論語読みの論語知らず【第38回】「車中には、内から顧みず」

松任谷由実の「卒業写真」を初めて聴いたのは中学校の頃だ。サビの部分、「あの頃の生き方を あなたはわすれないで あなたは私の 青春そのもの ひとごみに流されて 変ってゆくわたしを あなたはときどき 遠くでしかって」この歌詞の意味など当時理解できるはずもなかった。さて、40歳を過ぎた今ならばどうか答えは半分イエス、半分はノー。一般論かもしれないが、年を重ねていくとカタチの上では何かといわゆる自由を失っていく。

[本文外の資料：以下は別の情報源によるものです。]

PR #3383, opened 2016-08-19
[bugfix] toJSON: Fix isValid so that toJSON works after a moment is frozen

ben-ng:
A small fix so that moments can be serialized with `JSON.stringify` after `Object.freeze` has been used on it.

### DIFF
--- a/src/lib/create/valid.js
+++ b/src/lib/create/valid.js
@@ -9,7 +9,7 @@ export function isValid(m) {
         var parsedParts = some.call(flags.parsedDateParts, function (i) {
             return i != null;
         });
-        m._isValid = !isNaN(m._d.getTime()) &&
+        var isNowValid = !isNaN(m._d.getTime()) &&
             flags.overflow < 0 &&
             !flags.empty &&
             !flags.invalidMonth &&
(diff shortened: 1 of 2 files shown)


maggiepint:
We can't use this in Moment v2 because it technically supports IE 8. We have some options here:
+ Bump this to v3, but v3 will be immutable anyways, so maybe it doesn't matter
+ just skip it
+ Shim the object.isfrozen call to return false if the function isn't available

Preferences?

ichernev:
@maggiepint I think this particular change can be slightly rewritten to support both IE8 an above. If there is such thing as frozen -- check if it is, otherwise assume it isn't (because it can't be).

@ben-ng just check if `isFrozen` exists first, and it will do the trick.

mj1856:
@ichernev - I'm using "Needs Revision" rather than "todo" as it's more descriptive.

@ben-ng please add the check as @ichernev suggested.  Thanks.

ichernev:
Merged in de9799b358b6783721a17226a2fcaae34c41a2a3

ben-ng:
Thanks for making the fix and merging this while I was on vacation!

PR #3394, opened 2016-08-25
Ignores minified files, adds grunt command to include them on release

skfd:
Looks like release files are a constant pain for newcomers. This PR proposes a  way to make development smoother.

Most developers will have minified files ignored by default. Release person will be able to run `grunt exec:git-include-minified` to be able to push them.

TODO: I'm not sure if it should be ran on `grunt release` too. Also read.me would have to be changed by English speaking person.

What do you think?


ichernev:
I think this makes sense. The files will still be there, just people will have a harder time making prs with them in. @mj1856 @icambron @maggiepint what do you think?

mj1856:
Um, this would mean that the `moment.js` file would disappear from the git repo.  Do we really want to do that?

skfd:
That is indeed a suspicious change, but `moment.js` doesn't disappear from the repo.

You see, I'm not deleting the file, I'm just stopping the tracking of changes. You can see that the file is still on the branch.

ichernev:
It will make it extra hard to commit moment.js which will hopefully discourage people from trying ... emphasis on hopefully.

ichernev:
I'm hesitant about this. I know we have a problem with weird PRs but this feels like a hack and I'm afraid it will mess things up in the long run.

If there is an easy way to write a bot that just flags PRs down (like the CLA one) I'd consider using that instead.

skfd:
Sure, no problem.

PR #3397, opened 2016-08-26
add isPM() to typescript type definition

otelnov:


mj1856:
If we're going to start adding the `localeData` functions to TypeScript, shouldn't we do *all* of them, as [listed here](http://momentjs.com/docs/#/i18n/locale-data/)?  It seems weird to just do one function at a time.

PR #3573, opened 2016-11-06
[build] Remove babel from rollup+babel combo to speed up build

ichernev:
And we're not using it anyway.

With esprima: 8.2s
With rollup only: 13.3s
With rollup+babel: 40s


ichernev:
Merged in 0085966878eb738450b609714b1549c52f032488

例えば、組織人として勤める人は、年とキャリアを重ね、責任と役職が付随してくれば、そのうち自然と、部下や周囲との距離ができてくる。少し前まで宴会とあれば、ワイワイガヤガヤ二次会、三次会まで付き合ったのが、一次会までしかお呼びがかからなくなったりする。(人によってはお呼ばれもしない)新幹線で出張となれば、それまでは普通車での移動が、グリーンがOKとなり、普通車でビールをあけ、ときに席を転換して向かい合わせで適度に楽しくやっていた雰囲気が、グリーンになれば少しばかり慎ましさが求められる雰囲気だ。(もっとも、普通車とグリーン車の違いは、所詮対価の違いなので、それ自体は格式や品格とはまったく関係ない)
「年相応」という言葉の使い方は難しいが、「やんちゃ」、「無茶」がカタチの上で許容されなくなり、多少なりとも不自由になるときの枕詞にも使われるだろう。ただ、年を重ねてカタチが変りゆき、自由を失うように見える一方、精神世界では大いに自由を増すようにも思えるのだ。論語に次のような言葉がある。

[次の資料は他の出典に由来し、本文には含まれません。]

PR #3579, opened 2016-11-07
RFC2822 Parsing implementation - Near-candidate solution

TracyGJG:
**Work in Progress - DO NOT MERGE**

Remaining issues:
1. I am still unable to get the tsc task to complete and have to force the release. I have tried various environment paths and even tried installing typescript as a global module without joy.
2. For RFC2822 to be valid and given day-of-week has to be consistent with the day-by-date. I have a negative test case and appropriate code (both disabled) but the latter depends on instantiating a moment object that I am unable to do. 

Any advice on the above would be gratefully received.

### DIFF
--- a/src/lib/create/from-string-and-format.js
+++ b/src/lib/create/from-string-and-format.js
@@ -1,4 +1,4 @@
-import { configFromISO } from './from-string';
+import { configFromISO, configFromRFC2822 } from './from-string';
 import { configFromArray } from './from-array';
 import { getParseRegexForToken }   from '../parse/regex';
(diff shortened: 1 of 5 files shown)


TracyGJG:
It appears that the template literal used in one of my test cases is not compatible with Travis CI task 2.

TracyGJG:
Related to Issue #2530.

maggiepint:
I'm happy to have this pull re-opened if the tests pass, but I'm going to close for now as it has been sitting for so long.

TracyGJG:
New PR #3708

「車に升(のぼ)るには、必ず正しく立ちて綏(すい)を執る。車中には、内から顧(かえり)みず。疾(はや)く言(ものい)わず。親(みずか)らは指(ゆびさ)さず」(郷党篇10-20)


【現代語訳】

老先生は、車に乗られるとき、必ず身体をまっすぐにされ、綏(ひきなわ)を取って上られる。車の中では、きょろきょろとあちこち外を見回すようなことはされなかったし、早口でおっしゃられることもなかったし、みずから人や物を指すようなこともされなかった(加地伸行訳)


この言葉、裏を返せば、孔子とて若いころは、知的好奇心からあちこち見まわし、ほとばしる情熱から早口になり、義憤に駆られて指さして人や物事を難詰するようなこともあったに違いない。だが、年月のなかで自らを磨き、そうしたことを矯正しおえた姿、人が変りゆくことを仄めかした一文のように思えてしまう。私などはこの一文から、カタチの上でお仕着せのマナーや礼儀を守ることを迫られ、品格を保つ振舞いが求められる不自由の一方、努力する自由、責任と役割を担い、それを行使する自由、惑わずに前を見つめ道をゆく自由を、「車中には、内から顧みず」から感じ取る。もっとも、これに賛同するかどうかは自由の定義によるかもしれない。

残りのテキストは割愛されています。